▸ **YOUR OBJECTIVE**
Which lines of the data contain the string "Chouteau"? Show each of them.

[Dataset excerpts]
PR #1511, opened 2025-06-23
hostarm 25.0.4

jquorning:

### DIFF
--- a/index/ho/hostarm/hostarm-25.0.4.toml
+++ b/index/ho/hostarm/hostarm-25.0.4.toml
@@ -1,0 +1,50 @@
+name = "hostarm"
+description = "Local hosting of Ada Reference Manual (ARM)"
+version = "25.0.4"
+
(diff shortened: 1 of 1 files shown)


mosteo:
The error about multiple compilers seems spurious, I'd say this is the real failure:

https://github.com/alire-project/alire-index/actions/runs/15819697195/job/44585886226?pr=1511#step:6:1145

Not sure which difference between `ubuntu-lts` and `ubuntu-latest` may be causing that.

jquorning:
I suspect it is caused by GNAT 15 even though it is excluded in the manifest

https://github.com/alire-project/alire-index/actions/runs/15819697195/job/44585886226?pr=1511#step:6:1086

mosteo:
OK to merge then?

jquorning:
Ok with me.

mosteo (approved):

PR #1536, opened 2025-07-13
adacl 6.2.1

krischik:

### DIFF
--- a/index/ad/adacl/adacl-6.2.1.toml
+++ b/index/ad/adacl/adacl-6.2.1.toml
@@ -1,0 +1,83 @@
* * *
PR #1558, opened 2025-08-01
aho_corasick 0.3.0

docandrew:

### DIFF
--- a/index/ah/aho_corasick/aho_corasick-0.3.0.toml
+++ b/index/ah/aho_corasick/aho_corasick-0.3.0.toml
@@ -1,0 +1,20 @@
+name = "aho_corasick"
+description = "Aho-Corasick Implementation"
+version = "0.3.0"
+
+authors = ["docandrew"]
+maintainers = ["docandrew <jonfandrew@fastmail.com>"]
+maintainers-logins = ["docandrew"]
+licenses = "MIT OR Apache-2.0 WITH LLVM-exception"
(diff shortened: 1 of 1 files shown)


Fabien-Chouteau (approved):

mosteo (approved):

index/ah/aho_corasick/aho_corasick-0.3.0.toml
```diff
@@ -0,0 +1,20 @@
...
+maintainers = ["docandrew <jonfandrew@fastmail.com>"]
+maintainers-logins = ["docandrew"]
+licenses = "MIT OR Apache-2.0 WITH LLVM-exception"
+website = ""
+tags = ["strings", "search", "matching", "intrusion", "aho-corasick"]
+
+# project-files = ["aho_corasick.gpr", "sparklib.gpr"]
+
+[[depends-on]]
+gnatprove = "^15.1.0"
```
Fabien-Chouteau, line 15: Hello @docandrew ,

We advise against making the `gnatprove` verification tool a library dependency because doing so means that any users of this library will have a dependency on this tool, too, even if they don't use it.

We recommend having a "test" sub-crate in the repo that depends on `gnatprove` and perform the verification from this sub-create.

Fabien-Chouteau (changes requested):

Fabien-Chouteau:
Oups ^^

▸ **TASK RESULT**
Fabien-Chouteau (approved):
Fabien-Chouteau, line 15: Hello @docandrew ,
Fabien-Chouteau (changes requested):
Fabien-Chouteau:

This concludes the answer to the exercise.